Database Methodology, Data Warehouse Design Methodology

Database Operations Methodology

We will primarily talk about the operation of operational databases within the database.

Regardless of the database class, you have to solve problems, which include the provision of single and multi-user operation, data protection, integrity, data recovery after a failure in the database.

In centralized single-user databases, the operation is provided by so-called transactions, as a result of which the data in the database is either updated (committed) or remain the same (rollback). For operational databases (DBMS) are characterized by so-called short transactions with a duration of micro- and milliseconds. Data warehouses should work with long (hours) transactions. In the case of multi-user mode , there is additionally a need for simultaneous access of several users to the same data, which is most often achieved by data blocking.

Data protection from unauthorized access is either denied access (password) or permission to access, which is especially easy to provide with the help of the SQL programming language. Ensuring integrity is determined by special programs called triggers. They implement various kinds of restrictions. For example, for the Paul field, the program limits the task of only the values ​​ husband and wives & quot ;. Other values ​​are not accepted by the database.

Data recovery after a database failure is determined by the nature of the failure. For short-term failures, the database is restored itself: database data are used at checkpoints and uncompleted transactions. For long-term failures, the recovery of the database is possible only on the basis of the database backup that is being created and periodically updated.

In distributed peer-to-peer databases, additional difficulties arise in solving the above problems. Distributed transactions can be used. Complicated and the procedure for simultaneous access, for which additional methods have been created. Their essence - this or that scheme of centralization of database management. The importance of duplicating data is especially important.

New difficulties arise when integrating non-homogeneous distributed databases with previously constructed, operational local databases with different data models.

The solution to these problems is somewhat simplified when using the client-server mode in distributed databases.

For more information about the functioning of the database, see Chap. 4 and 5.

Data Warehouse Design Methodology

Let's move on to the methodological side of data warehouses. Here you can still highlight the procedure for creating (designing) and using HD.

The procedure for using HD differs little from a similar procedure in the database, so we will not consider it in detail, but note one feature. Due to the high requirements for speed of HD, special attention should be paid to optimizing queries.

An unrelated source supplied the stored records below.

PR #752, opened 2026-08-17
feat(fees): cycle-count metering for public execution

erhant:
## 🎯 Purpose

Fourth PR of the fees train (#746 → #747 → #750 → **#752** → #753 → #754 → #758 → #762).

To charge for public execution we first have to be able to *measure* it. This PR makes public execution metered: every risc0 executor session now reports how many cycles it consumed and runs under an explicit cycle budget, with budget exhaustion surfacing as a typed `LeeError::OutOfGas` instead of an opaque execution failure.

This PR only adds the instrument — **zero behavior change, zero ripple**. All existing entry points keep their signatures (as thin wrappers over the budgeted forms), the default budget equals the previous hardcoded 32M-cycle session limit, and no callers outside `lee/state_machine` are touched. Actually deriving budgets from `gas_limit` and charging for cycles lands later in the train (#753/#754).

## ⚙️ Approach

- Change `Program::execute` to take a `cycle_budget: u64` and return `(ProgramOutput, u64)`, where the cycle count comes from risc0's `SessionInfo::cycles()`. The budget is enforced by passing it as the executor's `session_limit` (`lee/state_machine/src/program/mod.rs`).
- Add `Program::execute_session` as the **single recognition point** that translates the executor's session-limit bail into `LeeError::OutOfGas { budget }`. This is a string match on `"Session limit exceeded"` — admittedly brittle, and marked with a `FIXME` in the code; risc0 doesn't expose a typed error for this today, and confining the match to one function keeps the blast radius minimal.
- Promote the old `MAX_NUM_CYCLES_PUBLIC_EXECUTION` constant to `pub const DEFAULT_PUBLIC_CYCLE_BUDGET` (same 32M value), used by every path that doesn't yet carry a transaction-specific budget — preserving existing behavior exactly.
- Add `ValidatedStateDiff::from_public_transaction_with_budget` returning `(Self, ExecutionOutcome)`. The budget is **shared across the whole call chain**: each nested/chained program session gets `cycle_budget.saturating_sub(cycles_used)` as its limit, so a chain cannot exceed the top-level budget in aggregate (`lee/state_machine/src/validated_state_diff/mod.rs`). The existing `from_public_transaction` becomes a wrapper that applies the default budget and discards the outcome.
- Add `ExecutionOutcome { cycles }` with an `ExecutionOutcome::FREE` constant (0 cycles) for transaction kinds that meter nothing, re-exported from the crate root.
- Add `LeeError::OutOfGas { budget }` (`lee/state_machine/src/error.rs`).
- No guest binary changes — everything here is host-side, so the committed Risc0 `artifacts/` are untouched.

**Key finding (documented in code and tests):** risc0's `SessionInfo::cycles()` reports **po2-padded** per-segment totals, while the session limit gates *actual* executed cycles. A boundary budget (reported cycles − 1) therefore does *not* reliably trip the limit — enforcement granularity is coarser than the reported number. The tests account for this by using decisively insufficient budgets (e.g. a quarter of the measured chain total, not `full_cycles - 1`). The consequence for the charging PR (deferred there): the charged amount must be clamped to `cycles.min(gas_limit)`, and a metered overshoot past the budget must never be treated as a consensus fault.

- [x] Change `Program::execute` to accept a cycle budget and return the metered cycle count
- [x] Add `execute_session` as the single `OutOfGas` recognition point (with `FIXME` on the string match)
- [x] Add `ValidatedStateDiff::from_public_transaction_with_budget` with chain-shared budget accounting and `ExecutionOutcome`
- [x] Add `DEFAULT_PUBLIC_CYCLE_BUDGET` (= previous hardcoded limit) and keep old signatures as wrappers — no behavior change

## 🧪 How to Test

```sh
RISC0_DEV_MODE=1 cargo nextest run -p lee --all-features
```

Covers the new tests:
- `program::tests`: cycles are reported and within budget; a tiny budget yields `OutOfGas { budget }`.
- `validated_state_diff::tests`: the budgeted entry point produces an identical diff to the unbudgeted one with a nonzero cycle outcome; an exhausted budget surfaces `OutOfGas`; a chain-calling transaction that fits per-call still exhausts a starved shared budget (`chained_calls_share_one_budget`, which also documents the po2-padding caveat); `ExecutionOutcome::FREE` is zero.

(`--all-features` matters generally in this workspace — `sequencer_core` tests are silently skipped without it, and CI runs with it.)

Then the CI mirror:

```sh
cargo +nightly fmt --check
taplo fmt --check
cargo machete
cargo deny check
```

## 🔗 Dependencies

- #750 (fee wire format) — this branch is stacked on `erhant/fees/fee-wire-format`.

## 🔜 Future Work

Deferred to #753/#754 by design:

- The settlement-shaped `(outcome, Result)` execution form and `MalformedProgramOutput` handling.
- Deriving cycle budgets from the transaction's `gas_limit`, and the `cycles.min(gas_limit)` clamp required by the po2-padding finding above.
- Migrating consumers (sequencer/executor paths) onto the budgeted entry points and actually charging fees.

## 📋 PR Completion Checklist

- [x] Complete PR description
- [x] Add/update tests

### DIFF
--- a/lee/state_machine/src/error.rs
+++ b/lee/state_machine/src/error.rs
@@ -1,7 +1,7 @@
 use std::io;
 
 use lee_core::{
-    account::{Account, AccountId},
+    account::{Account, AccountId, Cycles},
     program::ProgramId,
 };
 use thiserror::Error;
@@ -21,7 +21,7 @@ pub enum LeeError {
     InvalidInput(String),
 
     #[error("Execution exceeded its cycle budget of {budget} cycles")]
-    OutOfGas { budget: u64 },
+    OutOfGas { budget: Cycles },
 
     #[error("Program violated execution rules")]
     InvalidProgramBehavior(#[from] InvalidProgramBehaviorError),
--- a/lee/state_machine/src/error.rs
+++ b/lee/state_machine/src/error.rs
@@ -20,6 +20,9 @@ pub enum LeeError {
     #[error("Invalid input: {0}")]
     InvalidInput(String),
 
+    #[error("Execution exceeded its cycle budget of {budget}")]
+    OutOfGas { budget: u64 },
+
     #[error("Program violated execution rules")]
     InvalidProgramBehavior(#[from] InvalidProgramBehaviorError),
 
--- a/lee/state_machine/src/error.rs
+++ b/lee/state_machine/src/error.rs
@@ -20,7 +20,7 @@ pub enum LeeError {
     #[error("Invalid input: {0}")]
     InvalidInput(String),
 
-    #[error("Execution exceeded its cycle budget of {budget}")]
+    #[error("Execution exceeded its cycle budget of {budget} cycles")]
     OutOfGas { budget: u64 },
 
     #[error("Program violated execution rules")]
--- a/lee/state_machine/src/program/mod.rs
+++ b/lee/state_machine/src/program/mod.rs
@@ -2,7 +2,7 @@ use std::borrow::Cow;
 
 use borsh::{BorshDeserialize, BorshSerialize};
 use lee_core::{
-    account::AccountWithMetadata,
+    account::{AccountWithMetadata, Cycles},
     from_frame,
     program::{InstructionData, ProgramId, ProgramInput, ProgramOutput},
     to_frame,
@@ -14,7 +14,7 @@ use crate::error::LeeError;
 /// The cycle budget applied to public execution paths that do not yet carry
 /// a transaction-specific budget. Enforcement of the fee spec's per-block cap
 /// replaces this in the charging transition.
-pub const DEFAULT_PUBLIC_CYCLE_BUDGET: u64 = 1024 * 1024 * 32; // 32M cycles
+pub const DEFAULT_PUBLIC_CYCLE_BUDGET: Cycles = 1024 * 1024 * 32; // 32M cycles
 
 #[derive(Clone, Debug, PartialEq, Eq, BorshSerialize, BorshDeserialize)]
 pub struct Program {
@@ -60,8 +60,8 @@ impl Program {
         caller_program_id: Option<ProgramId>,
         pre_states: &[AccountWithMetadata],
         instruction_data: &InstructionData,
-        cycle_budget: u64,
-    ) -> Result<(ProgramOutput, u64), LeeError> {
+        cycle_budget: Cycles,
+    ) -> Result<(ProgramOutput, Cycles), LeeError> {
         // Write inputs to the program
         let mut env_builder = ExecutorEnv::builder();
         env_builder.session_limit(Some(cycle_budget));
@@ -95,7 +95,7 @@ impl Program {
     fn execute_session(
         env: ExecutorEnv<'_>,
         elf: &[u8],
-        cycle_budget: u64,
+        cycle_budget: Cycles,
     ) -> Result<risc0_zkvm::SessionInfo, LeeError> {
         default_executor().execute(env, elf).map_err(|e| {
             // check for "Guest panicked" to prevent spoofing
--- a/lee/state_machine/src/program/mod.rs
+++ b/lee/state_machine/src/program/mod.rs
@@ -91,14 +91,17 @@ impl Program {
     /// typed [`LeeError::OutOfGas`]. The only place that error string is
     /// recognized.
     ///
-    /// FIXME: This is a brittle string match; the executor should provide a typed error
+    /// FIXME: This is a brittle string match; the executor should provide a typed error.
     fn execute_session(
         env: ExecutorEnv<'_>,
         elf: &[u8],
         cycle_budget: u64,
     ) -> Result<risc0_zkvm::SessionInfo, LeeError> {
         default_executor().execute(env, elf).map_err(|e| {
-            if format!("{e:#}").contains("Session limit exceeded") {
+            // check for "Guest panicked" to prevent spoofing
+            // via `panic!("Session limit exceeded")` cases
+            let message = format!("{e:#}");
+            if message.contains("Session limit exceeded") && !message.contains("Guest panicked") {
                 LeeError::OutOfGas {
                     budget: cycle_budget,
                 }
--- a/lee/state_machine/src/program/mod.rs
+++ b/lee/state_machine/src/program/mod.rs
@@ -11,9 +11,10 @@ use risc0_zkvm::{ExecutorEnv, ExecutorEnvBuilder, default_executor};
 
 use crate::error::LeeError;
 
-/// Maximum number of cycles for a public execution.
-/// TODO: Make this variable when fees are implemented.
-const MAX_NUM_CYCLES_PUBLIC_EXECUTION: u64 = 1024 * 1024 * 32; // 32M cycles
+/// The cycle budget applied to public execution paths that do not yet carry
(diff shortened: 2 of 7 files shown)


lee/state_machine/src/program/mod.rs
```diff
@@ -71,18 +73,40 @@ impl Program {
...
+            // via `panic!("Session limit exceeded")` cases
+            let message = format!("{e:#}");
+            if message.contains("Session limit exceeded") && !message.contains("Guest panicked") {
+                LeeError::OutOfGas {
+                    budget: cycle_budget,
+                }
+            } else {
+                LeeError::ProgramExecutionFailed(e.to_string())
+            }
+        })
```
schouhy, line 111: This string match looks very bad. Is it fixed in the next PRs in the stack?

lee/state_machine/src/validated_state_diff/mod.rs
```diff
@@ -53,13 +53,47 @@ impl ValidatedStateDiff {
...
+            timestamp,
+            crate::program::DEFAULT_PUBLIC_CYCLE_BUDGET,
+        )
+        .map(|(diff, _)| diff)
+    }
+
+    /// Validates and executes `tx` under `cycle_budget`, shared by every call
+    /// in the chain: each nested session is limited to the remaining budget, so
+    /// the chain cannot exceed the budget in aggregate.
+    pub fn from_public_transaction_with_budget(
```
schouhy:
```suggestion
    pub fn from_public_transaction_with_cycle_budget(
```

schouhy (approved):
LGTM. Left some comments

moudyellaz (approved):
lgtm, thanks!

lee/state_machine/src/program/mod.rs
erhant: It is ugly indeed, but nothing we can do about it I believe:

https://docs.rs/risc0-zkvm/latest/risc0_zkvm/enum.ExitCode.html#variant.SessionLimit

> NOTE: The current version of the RISC Zero zkVM will never exit with an exit code of SessionLimit. This is because the system cannot currently prove that the session limit as been reached.

If you look at the code of risc0 as well from where we call it, it has this:

```rs
                    CycleLimit::Hard(max_cycles) => {
                        if self.cycles.user >= max_cycles {
                            bail!(
                                "Session limit exceeded: {} >= {max_cycles}",
                                self.cycles.user
                            );
                        }
                    }
```

so it literally `anyhow::bail`s with that string.

Note that we need an extra check to rule out "Guest panicked" because the error message can be spoofed.

lee/state_machine/src/validated_state_diff/mod.rs
erhant: Done in https://github.com/logos-blockchain/logos-execution-zone/pull/752/commits/b30fe0503dbeac99e5b9fbf57e2cdd3048de6f42

lee/state_machine/src/program/mod.rs
```diff
@@ -57,10 +58,11 @@ impl Program {
         caller_program_id: Option<ProgramId>,
         pre_states: &[AccountWithMetadata],
         instruction_data: &InstructionData,
-    ) -> Result<ProgramOutput, LeeError> {
+        cycle_budget: u64,
```
jonesmarvin8: Since we have other u64's running around. Could we use an alias for this?

lee/state_machine/src/validated_state_diff/mod.rs
```diff
@@ -53,13 +53,47 @@ impl ValidatedStateDiff {
     }
 }
 
+/// The metered result of a public execution: the cycle count accumulated
+/// across every call in the chain.
+#[derive(Debug, Clone, Copy, PartialEq, Eq)]
+pub struct ExecutionOutcome {
+    pub cycles: u64,
```
jonesmarvin8: As mentioned earlier, this `u64` would be nice to use an alias; same as earlier's.

lee/state_machine/src/validated_state_diff/tests.rs
```diff
@@ -539,3 +539,113 @@ fn privacy_garbage_proof_is_rejected() {
...
+    let from = AccountId::from(&PublicKey::new_from_private_key(&from_key));
+    let to = AccountId::new([2_u8; 32]);
+    let state = V03State::new()
+        .with_public_accounts(public_state_from_balances(&[(from, 1_000), (to, 0)]))
+        .with_test_programs();
+    let instruction: (
+        u128,
+        lee_core::program::ProgramId,
+        u32,
+        Option<lee_core::program::PdaSeed>,
```
jonesmarvin8, line 602: If possible, the u128, u32 here in `instruction`, could we specify these with aliases? For readability. If not possible, that's fine.

jonesmarvin8 (approved):
Lgtm. Just minor comments about aliases...

lee/state_machine/src/validated_state_diff/mod.rs
```diff
@@ -120,11 +155,15 @@ impl ValidatedStateDiff {
...
-            let mut program_output = program.execute(
+            let (mut program_output, call_cycles) = program.execute(
                 caller_data.program_id,
                 &chained_call.pre_states,
                 &chained_call.instruction_data,
+                cycle_budget.saturating_sub(cycles_used),
             )?;
+            cycles_used = cycles_used
+                .checked_add(call_cycles)
+                .expect("cycle sums fit u64: overflow would need ~2^64 executed cycles");
```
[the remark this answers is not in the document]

The following work is performed when creating the CD.

1. The composition of the final information with the maximum allowable response time and the maximum period of storage of detailed information is formed.

2. The estimated set of queries based on the detailed data is determined. At the same time, it is necessary to find a compromise between the creation of the final statistical information and its calculations on the basis of detailed data.

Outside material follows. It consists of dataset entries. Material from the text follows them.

PR #753, opened 2026-08-17
feat(fees): fee arithmetic and producer identity

erhant:
## 🎯 Purpose

Fifth PR of the fee-subsystem train (#746 → #747 → #750 → #752 → **#753** → #754 → #758 → #762). It lands the two remaining prerequisites for actually charging fees, while itself staying **inert with respect to money movement**:

1. **Fee arithmetic** — the pure reserve/actual-fee formulas and static validity rules from the spec, as library code in `fee_core` with the spec's worked examples pinned as golden-vector tests.
2. **Producer identity** (spec Q4) — blocks now declare *who produced them*: the `BlockHeader` carries the producing sequencer's public key, covered by the block hash and enforced by a new consensus rule. Fee payouts in #754 will credit this key's account.

This branch also absorbed its former parent (the small `money-flow` branch), hence the two-topic name.

## ⚙️ Approach

**Fee arithmetic** (`lez/programs/fee/core/src/assess.rs`, `validity.rs`):

- `FeeTxView` — the fee-relevant view of a transaction. `Public` carries `payer`, `gas_limit`, `data_bytes`, `tip`, `max_fee`; `Private` carries only `payer`, because every private tx prices identically: gas_exec is the fixed STARK-verification cost `PRIVATE_VERIFY_GAS` and gas_stor is the canonical padded wire size `PRIVATE_GAS_STOR` (so private reserve == private actual, regardless of reported cycles — asserted in tests).
- `fee_reserve` = `gas_limit·base_fee_exec + gas_stor·base_fee_stor + tip` — the amount held from the payer before execution, at the block's opening fee state.
- `fee_actual_base` = `gas_exec·base_fee_exec + gas_stor·base_fee_stor` — the fee actually owed, where `gas_exec` is the charged (clamped) cycle count from #752 for public txs.
- `validate_static_tx` — pre-execution checks: `data_bytes` in `1..=MAX_GAS_STOR`, `gas_limit ≤ MAX_GAS_EXEC`, `max_fee ≥ fee_reserve` (boundary is exact: `max_fee == reserve` passes, `reserve − 1` fails). Private views are statically valid here — their wire size/padding is enforced by wire-format and proof rules, not fee code.
- `accumulate_exec_gas` / `accumulate_stor_gas` — block gas-cap accumulators, widened to u128 and checked against the caps (never wrapped); reaching the cap exactly is allowed.
- All products are widened to u128; the const caps from `market.rs` (`MAX_GAS·BASE_FEE_MAX` fits u64 per resource) keep sums far from overflow — exercised by a test at the extreme caps.
- **Golden vectors from the spec**: at genesis fees (both base fees = 8), a 50,000-cycle / 200-byte public tx prices at **401,600**; every private tx prices at **5,070,616** (= 409,764·8 + 224,063·8). The private constants (`PRIVATE_VERIFY_GAS = 409,764`, `PRIVATE_GAS_STOR = 224,063 = PROOF_BYTES 223,551 + PRIVATE_PAD_BYTES 512`) are **provisional** and FIXME-marked pending the final LEZ wire-format numbers.

**Producer identity** (`lez/common/src/block.rs`, `lez/chain_state/src/apply.rs`):

- `BlockHeader` gains `producer: lee::PublicKey` — the block-producing sequencer's signing key.
- It is hash-covered by making it a parameter: `compute_hash(&producer)` hashes `SHA256(PREFIX || borsh(data) || borsh(producer))`. Passing it as a parameter (rather than a `HashableBlockData` field) was deliberate: the ~25 existing `HashableBlockData` literals across the codebase stay untouched, since every hash site funnels through `into_pending_block` / `recompute_hash`, and no site can compute a hash without deciding the producer.
- `into_pending_block` derives the producer from the signing key, so producing a block cannot declare a key other than the one that signs.
- **One new consensus rule**: `BlockIngestError::InvalidProducerSignature` — `validate_against_tip` now requires the header signature to verify against the *declared* producer (`has_valid_producer_signature`). Test `producer_signature_must_verify` forges the producer and re-hashes, so the hash check passes but the signature check rejects.
- The field is carried through the indexer protocol (`indexer_service_protocol::BlockHeader` + error variant + `PublicKey` `Display`), the indexer FFI (`FfiBlockHeader.producer`, regenerated `indexer_ffi.h`), the mock service, and the explorer (Producer row on the block page).

Changes:

- [x] Add `fee_core::assess`: `FeeTxView`, `fee_reserve`, `fee_actual_base`, with spec golden vectors pinned in tests
- [x] Add `fee_core::validity`: `validate_static_tx`, checked block gas-cap accumulators, `FeeError`
- [x] Add provisional private-pricing constants to `fee_core::market` (FIXME-marked)
- [x] Add `producer` to `BlockHeader`, hash-covered via `compute_hash(&producer)`
- [x] Add the `InvalidProducerSignature` consensus rule in `chain_state::apply`
- [x] Carry `producer` through indexer protocol, FFI, mock service, and explorer UI
- [x] Regenerate the committed sequencer-db test fixture (header format changed)

## 🧪 How to Test

```sh
```

Review focus for the new tests:

- `fee_core::assess` / `fee_core::validity` — the golden vectors (`spec_worked_example_public` = 401,600, `spec_worked_example_private` = 5,070,616), the exact `max_fee` boundary, and the cap accumulators (exact at the cap, checked beyond it, no wrap at `u64::MAX`).
- `chain_state` — `producer_signature_must_verify` (forged producer with a recomputed hash is rejected).

Standard lints: `cargo +nightly fmt`, `cargo clippy --workspace --all-targets --all-features -- -D warnings`, `taplo fmt`, `cargo machete`, `cargo deny check`.

## 🔗 Dependencies

- #752 (cycle-count metering) — base of this branch; supplies the charged-cycle counts that `fee_actual_base` prices.

## 🔜 Future Work

- #754 puts this arithmetic in motion: reserve/settle in the guest, revert-keeps-fee semantics, actual money movement to escrow and the producer's account.
- #758 adds fee-based admission on top; #762 converts the integration suites to the fee world and closes the train.
- Re-pin the provisional private constants (`PRIVATE_VERIFY_GAS`, `PROOF_BYTES`, `PRIVATE_PAD_BYTES`, `PRIVATE_GAS_STOR`) once the final LEZ wire-format numbers land (FIXME in `market.rs`).
- Consider caching the producer key instead of re-deriving it from the signing key per block (TODO in `into_pending_block`); derive `MAX = 2·TARGET` instead of asserting it (FIXME in `market.rs`).

## 📋 PR Completion Checklist

- [x] Complete PR description
- [x] Add/update tests


lez/common/src/block.rs
```diff
@@ -76,7 +79,21 @@ impl Block {
...
+
+    /// Whether the header signature verifies against the embedded producer
+    /// key. Every valid block must satisfy this.
+    ///
+    /// This attests only that the producer signed the *declared* `header.hash`,
+    /// not that the hash matches the block contents — so it is not an
+    /// authenticity check on its own. Pair it with a `recompute_hash` check (as
+    /// `validate_against_tip` does) before trusting it.
+    #[must_use]
+    pub fn has_valid_producer_signature(&self) -> bool {
```
moudyellaz, line 105: the signature is checked against the producer key carried in the same header, both supplied by whoever built the block. With #754 this field decides who receives the block's tips and payout, so what binds it to an authorized local sequencer? Peer zones pin the key via `is_signed_by`, the local chain has no equivalent.

moudyellaz (approved):
lgtm, thanks! Left one comment.

lez/common/src/block.rs
erhant: indeed, on this PR the producer key is self-asserted and nothing depends on which key it is yet; `has_valid_producer_signature` only proves the block is internally consistent (signature matches the embedded key), but here #753 just introduces the field.

This actually is a problem in #754 as you have also [commented](https://github.com/logos-blockchain/logos-execution-zone/pull/754#discussion_r3826593245), where `header.producer` becomes the tips/payout recipient.

I will fix this together with the payout: alongside the new _claim_ route for crediting the producer, the sequencer will verify `header.producer` against its own configured signing key (the local analogue of a peer zone's pinned `is_signed_by` key) before paying out, rather than trusting the self-declared producer.

So, this will be fixed within #754 so it ships with the code that relies on it as well; would make reasoning about it much easier I think.

lez/common/src/block.rs
```diff
@@ -111,34 +128,42 @@ pub struct HashableBlockData {
 }
 
 impl HashableBlockData {
-    /// Domain-separated hash of the block contents: `SHA256(PREFIX || borsh(self))`.
-    /// The single source of truth for both producing and verifying a block hash.
+    /// Domain-separated hash of the block contents and its producer:
+    /// `SHA256(PREFIX || borsh(self) || borsh(producer))`. The single source of
+    /// truth for both producing and verifying a block hash; no site can hash
```
jonesmarvin8, line 145: site?

lez/programs/fee/core/src/assess.rs
```diff
@@ -0,0 +1,178 @@
...
+/// The fee-relevant view of a transaction (spec *Transactions*).
+#[derive(Debug, Clone, Copy, PartialEq, Eq)]
+pub enum FeeTxView {
+    Public {
+        payer: AccountId,
+        gas_limit: u64,
+        data_bytes: u64,
+        tip: u64,
+        max_fee: u128,
+    },
```
jonesmarvin8, line 22: We should use aliases introduced in previous PRs.

Though, I'm confused. fees in previous PRs were u64. But here it's u128 (like `Balance`). Is this intentional?

lez/programs/fee/core/src/assess.rs
```diff
@@ -0,0 +1,178 @@
...
+/// The amount held from the payer before execution, at the block's opening
+/// base fees: `gas_limit·base_fee_exec + gas_stor·base_fee_stor + tip`.
+///
+/// The caller must pass a cap-validated view (gas within `MAX_GAS_*`) and a
+/// well-formed `FeeState` whose base fees stay in `[MIN, BASE_FEE_*_MAX]` — the
+/// bounds `next_base_fee` maintains. Under those preconditions every product
+/// fits u64 and the u128 sum cannot overflow; on an unchecked view against a
+/// corrupt state it could wrap silently in release.
+#[must_use]
+pub fn fee_reserve(view: &FeeTxView, fee_state: &FeeState) -> u128 {
```
jonesmarvin8: Should this output `Balance` or `Fee`?

jonesmarvin8: This is a bit unclear to me from the specs.

jonesmarvin8 (commented):
There's some hardcoded `u128`'s that I'm unsure whether these should be `Fee`(u64) `Balance` (u128). This is my main concern.

schouhy (changes requested):
hey thanks! 

I think we can remove the producer identity machinery
the block signature and the producer field are redundant because writing to Bedrock already requires being in the channel writers, and each inscription comes signed by the writer. So the LEZ header signature just repeats what the mantle tx already provides 

the payout doesn't need identity either. We can make the 4th account of the fee tx a free beneficiary. Tips come from the block's own txs and the smoothed payout comes from FeeState, so validators can still check how much without checking who was the recipient. The byte compare of the fee tx could just skip the 4th account id. I mean if a producer sends rewards to a burn address, that's not something the protocol needs to prevent I think 

I mean we can delete the header signature, the producer field (and has_valid_producer_signature)

lez/programs/fee/core/src/assess.rs
erhant: Yes, spec tells us that fees are `u64` but computations over them are `u128` (..yeah i know 😢)

> Base fees and gas are u64; fee totals, balances, and every intermediate product are u128

lez/programs/fee/core/src/assess.rs
erhant: > Base fees and gas are u64; fee totals, balances, and every intermediate product are u128

So this is a computation over fees, meaning that it is `u128`. Using an alias here is actually bad because its neither a fee nor a balance, its an intermediate result; but I will still go with using Balance because a computed fee is something that the user should be able to cover with their Balance.

lez/programs/fee/core/src/assess.rs
jonesmarvin8: I'll let this go for now. But can we make this an issue so that we can check with TKE? It doesn't change logic either way...

lez/programs/fee/core/src/assess.rs
jonesmarvin8: Hurts me a little bit, but okay.

lez/programs/fee/core/src/market.rs
```diff
@@ -31,8 +31,20 @@ pub const BASE_FEE_STOR_MAX: Fee = u64::MAX / MAX_GAS_STOR;
...
+// FIXME: Provisional: re-pin with the LEZ wire-format numbers (spec Parameters TODO).
+/// Execution gas charged to every private transaction (STARK receipt
+/// verification, RISC Zero 3.0.5).
+pub const PRIVATE_VERIFY_GAS: u64 = 409_764;
+/// Proof bytes inside every private transaction.
+pub const PROOF_BYTES: u64 = 223_551;
+/// Payload size every private transaction is padded to.
+pub const PRIVATE_PAD_BYTES: u64 = 512;
+/// Canonical serialized size of every private transaction.
+pub const PRIVATE_GAS_STOR: u64 = 224_063;
```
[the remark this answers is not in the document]
erhant: Done in https://github.com/logos-blockchain/logos-execution-zone/pull/753/commits/3c1e33740f453df8b125545dd95a40842fc799f3

lez/chain_state/src/apply.rs
```diff
@@ -260,6 +263,21 @@ mod tests {
...
+        let mut state = initial_state();
+        let genesis = produce_dummy_block(1, None, vec![]);
+        // Forge the producer: replace it with a different key and re-hash so
+        // the hash check passes but the signature no longer verifies.
+        let mut forged = genesis;
+        forged.header.producer = lee::PublicKey::new_from_private_key(
+            &lee::PrivateKey::try_new([9_u8; 32]).expect("valid key"),
+        );
+        forged.header.hash = forged.recompute_hash();
+        let err = apply_block(None, &forged, &mut state).expect_err("should reject");
```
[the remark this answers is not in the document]
erhant: This will be affected by the new producer logic (see schouhy's review)

lez/programs/fee/core/src/assess.rs
erhant: created at https://github.com/logos-blockchain/logos-execution-zone/issues/794

erhant:
Closing in favor of #801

3. Choosing a way to store data time in the tables.

4. There is a choice of DBMS, which should take into account the needs of the OLTP system. The most suitable is OODBMS using the multidimensional data model MOLAP. The dimensions of the data model are determined.

At the same time, you can also use a relational database with the use of a variety of ROLAP. You should select a scheme ( star or snowflake ). Then it is useful to build a fact table and accompanying reference tables with a minimal change of keys in them. When using the star should be denormalized.

5. The requirements for additional data that are not present in OLTP are determined, and unnecessary, extra columns in the detailed data are deleted.